■ YOUR OBJECTIVE ■
Give back all of the data exactly as it appears here.

START RECORDS TO PROCESS

PR #5275, opened 2020-12-17
fix(icons): removing inline styles from SVG icons

### LINKED ISSUE #4767: Breadcrumbs dividers has an inline style for vertical alignment
The svg of the Breadcrumb right arrow, has a 'vertical-align: -0.125em;' inline style applied.
Projects with strict CSP which forbid inline styles, have misaligned arrows looking like this:

Screen Shot 2020-09-02 at 11 57 55

wojta:
**What**: 
Closes #4767

**How**
* removing inline style with `vertical-align: -0.125em;`
* replacing with CSS style

**Additional issues**:
https://github.com/patternfly/patternfly/issues/3774


packages/react-styles/src/css/base/patternfly-svg.css
```diff
@@ -0,0 +1,5 @@
+@charset "UTF-8";
+
+.pf-svg-vertical-align {
```
wojta, line 3: I don't know exactly where to put this CSS class. It would require manually importing this file in the every application for this to work properly.

redallen: Yes, this belongs in https://github.com/patternfly/patternfly or existing applications will not get the styles.

mcoker: @wojta we have a global PF class stylesheet here where you could add this class https://github.com/patternfly/patternfly/blob/master/src/patternfly/base/_common.scss. Let me know if you'd like me to create the issue/PR.

wojta: @mcooker added there https://github.com/patternfly/patternfly/pull/3775

mcoker (commented):
I'm not seeing the styles applied - looks like this needs a core bump?

wojta:
Yes, that's needed.

tlabaj:
The core version has been updated.  You can rebase this PR now to get the styles

wojta:
Rebased, demos look good, styles are there now.

tlabaj:
this one has a conflict.  Can you please rebase again.

packages/react-icons/src/createIcon.tsx
```diff
@@ -1,4 +1,5 @@
 import * as React from 'react';
+import { css } from '@patternfly/react-styles';
```
redallen, line 2: Remove import.

packages/react-icons/src/createIcon.tsx
```diff
@@ -66,13 +67,11 @@ export function createIcon({
...
       const hasTitle = Boolean(title);
       const heightWidth = getSize(size);
-      const baseAlign = -0.125 * Number.parseFloat(heightWidth);
-      const style = noVerticalAlign ? null : { verticalAlign: `${baseAlign}em` };
       const viewBox = [xOffset, yOffset, width, height].join(' ');
 
       return (
         <svg
-          style={style}
+          className={noVerticalAlign ? undefined : css('pf-svg-vertical-align')}
```
redallen, line 74: Change `css('pf-svg-vertical-align')` to `'pf-svg-vertical-align'`

mcoker:
Everything looks good visually, though a couple of discrepancies I see that I'd like to confirm:

* On the [icons page](https://patternfly-react-pr-5275.surge.sh/icons), the `vertical-align` value is different. The inline style is currently `-0.375em`, while the `.pf-svg-vertical-align` class is fixed at `-0.125em`. However, the icons page is the only place I've seen anything other than `-0.125em` used as the vertical align value.
* Spot checking a few components, it looks like we're currently applying `vertical-align` inline on svg's, yet in this PR, we aren't applying the `.pf-svg-vertical-align` class. Examples are empty state, button, and data-list.

redallen (changes requested):
Since you put 'pf-svg-vertical-align' in the common styles there's no to introduce `@patternfly/react-styles` as a dependency. Someone might want to use icons without styles.

packages/react-icons/src/createIcon.tsx
wojta: ok

packages/react-icons/src/createIcon.tsx
wojta: ok

packages/react-icons/src/createIcon.tsx
```diff
@@ -66,13 +66,11 @@ export function createIcon({
...
       const hasTitle = Boolean(title);
       const heightWidth = getSize(size);
-      const baseAlign = -0.125 * Number.parseFloat(heightWidth);
-      const style = noVerticalAlign ? null : { verticalAlign: `${baseAlign}em` };
       const viewBox = [xOffset, yOffset, width, height].join(' ');
 
       return (
         <svg
-          style={style}
+          className={noVerticalAlign ? undefined : 'pf-svg-vertical-align'}
```
redallen, line 73: To fix the few issues @mcoker mentioned destructure `className` prop and change to ```className={`${className}${noVerticalAlign ? '' : 'pf-svg-vertical-align'}`}```.

redallen (changes requested):
Sorry I missed @mcoker 's comment yesterday!

redallen (approved):

mcoker (commented):
This looks good, though I'm wondering if the reason the the icons on the [icons page](https://patternfly-react.surge.sh/icons) are `0.375em` is because of this code: 

https://github.com/patternfly/patternfly-react/blob/2c77e2676a24b184befbc5c9174b8dc8537cbcd5/packages/react-icons/src/createIcon.tsx#L69-L70

That shouldn't apply to most of the patternfly components, since we set the icon size in the CSS... but from looking at the [icon page in this PR](https://patternfly-react-pr-5275.surge.sh/icons), I'm assuming this change will apply a fixed vertical align via `.pf-svg-vertical-align` instead of a dynamic one based on the icon size for users who have chosen a different icon size?

wojta:
Ok, now I understand. We can get the behavior back when height is set for the icon. But this would include inline `style`.

mcoker:
@wojta since the size serves as a multiplier for `0.125em`, we can just set the size as an inline style, and use a `calc()` function in the CSS to do the multiplication. Here's an example - https://codepen.io/mcoker/pen/xxREaBQ

Also just thinking about this change - could react-icons be used on its own before this change? I'm wondering if this is breaking at all since the vertical-align style now comes from a PF stylesheet, so it's a dependency where it wasn't before.

wojta:
@mcoker I think we would need to set inline style in that case as well. Can we use `calc()` somehow to calculate it from the element height? Because we have 4 sizes allowed, what about having separete CSS classes `pf-svg-vertical-align-sm`, `pf-svg-vertical-align-md`,`pf-svg-vertical-align-lg`,pf-svg-vertical-align-xl`?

END RECORDS TO PROCESS

■ SOLUTION TO THIS EXERCISE ■
PR #5275, opened 2020-12-17
fix(icons): removing inline styles from SVG icons

### LINKED ISSUE #4767: Breadcrumbs dividers has an inline style for vertical alignment
The svg of the Breadcrumb right arrow, has a 'vertical-align: -0.125em;' inline style applied.
Projects with strict CSP which forbid inline styles, have misaligned arrows looking like this:

Screen Shot 2020-09-02 at 11 57 55

wojta:
**What**: 
Closes #4767

**How**
* removing inline style with `vertical-align: -0.125em;`
* replacing with CSS style

**Additional issues**:
https://github.com/patternfly/patternfly/issues/3774


packages/react-styles/src/css/base/patternfly-svg.css
```diff
@@ -0,0 +1,5 @@
+@charset "UTF-8";
+
+.pf-svg-vertical-align {
```
wojta, line 3: I don't know exactly where to put this CSS class. It would require manually importing this file in the every application for this to work properly.

redallen: Yes, this belongs in https://github.com/patternfly/patternfly or existing applications will not get the styles.

mcoker: @wojta we have a global PF class stylesheet here where you could add this class https://github.com/patternfly/patternfly/blob/master/src/patternfly/base/_common.scss. Let me know if you'd like me to create the issue/PR.

wojta: @mcooker added there https://github.com/patternfly/patternfly/pull/3775

mcoker (commented):
I'm not seeing the styles applied - looks like this needs a core bump?

wojta:
Yes, that's needed.

tlabaj:
The core version has been updated.  You can rebase this PR now to get the styles

wojta:
Rebased, demos look good, styles are there now.

tlabaj:
this one has a conflict.  Can you please rebase again.

packages/react-icons/src/createIcon.tsx
```diff
@@ -1,4 +1,5 @@
 import * as React from 'react';
+import { css } from '@patternfly/react-styles';
```
redallen, line 2: Remove import.

packages/react-icons/src/createIcon.tsx
```diff
@@ -66,13 +67,11 @@ export function createIcon({
...
       const hasTitle = Boolean(title);
       const heightWidth = getSize(size);
-      const baseAlign = -0.125 * Number.parseFloat(heightWidth);
-      const style = noVerticalAlign ? null : { verticalAlign: `${baseAlign}em` };
       const viewBox = [xOffset, yOffset, width, height].join(' ');
 
       return (
         <svg
-          style={style}
+          className={noVerticalAlign ? undefined : css('pf-svg-vertical-align')}
```
redallen, line 74: Change `css('pf-svg-vertical-align')` to `'pf-svg-vertical-align'`

mcoker:
Everything looks good visually, though a couple of discrepancies I see that I'd like to confirm:

* On the [icons page](https://patternfly-react-pr-5275.surge.sh/icons), the `vertical-align` value is different. The inline style is currently `-0.375em`, while the `.pf-svg-vertical-align` class is fixed at `-0.125em`. However, the icons page is the only place I've seen anything other than `-0.125em` used as the vertical align value.
* Spot checking a few components, it looks like we're currently applying `vertical-align` inline on svg's, yet in this PR, we aren't applying the `.pf-svg-vertical-align` class. Examples are empty state, button, and data-list.

redallen (changes requested):
Since you put 'pf-svg-vertical-align' in the common styles there's no to introduce `@patternfly/react-styles` as a dependency. Someone might want to use icons without styles.

packages/react-icons/src/createIcon.tsx
wojta: ok

packages/react-icons/src/createIcon.tsx
wojta: ok

packages/react-icons/src/createIcon.tsx
```diff
@@ -66,13 +66,11 @@ export function createIcon({
...
       const hasTitle = Boolean(title);
       const heightWidth = getSize(size);
-      const baseAlign = -0.125 * Number.parseFloat(heightWidth);
-      const style = noVerticalAlign ? null : { verticalAlign: `${baseAlign}em` };
       const viewBox = [xOffset, yOffset, width, height].join(' ');
 
       return (
         <svg
-          style={style}
+          className={noVerticalAlign ? undefined : 'pf-svg-vertical-align'}
```
redallen, line 73: To fix the few issues @mcoker mentioned destructure `className` prop and change to ```className={`${className}${noVerticalAlign ? '' : 'pf-svg-vertical-align'}`}```.

redallen (changes requested):
Sorry I missed @mcoker 's comment yesterday!

redallen (approved):

mcoker (commented):
This looks good, though I'm wondering if the reason the the icons on the [icons page](https://patternfly-react.surge.sh/icons) are `0.375em` is because of this code: 

https://github.com/patternfly/patternfly-react/blob/2c77e2676a24b184befbc5c9174b8dc8537cbcd5/packages/react-icons/src/createIcon.tsx#L69-L70

That shouldn't apply to most of the patternfly components, since we set the icon size in the CSS... but from looking at the [icon page in this PR](https://patternfly-react-pr-5275.surge.sh/icons), I'm assuming this change will apply a fixed vertical align via `.pf-svg-vertical-align` instead of a dynamic one based on the icon size for users who have chosen a different icon size?

wojta:
Ok, now I understand. We can get the behavior back when height is set for the icon. But this would include inline `style`.

mcoker:
@wojta since the size serves as a multiplier for `0.125em`, we can just set the size as an inline style, and use a `calc()` function in the CSS to do the multiplication. Here's an example - https://codepen.io/mcoker/pen/xxREaBQ

Also just thinking about this change - could react-icons be used on its own before this change? I'm wondering if this is breaking at all since the vertical-align style now comes from a PF stylesheet, so it's a dependency where it wasn't before.

wojta:
@mcoker I think we would need to set inline style in that case as well. Can we use `calc()` somehow to calculate it from the element height? Because we have 4 sizes allowed, what about having separete CSS classes `pf-svg-vertical-align-sm`, `pf-svg-vertical-align-md`,`pf-svg-vertical-align-lg`,pf-svg-vertical-align-xl`?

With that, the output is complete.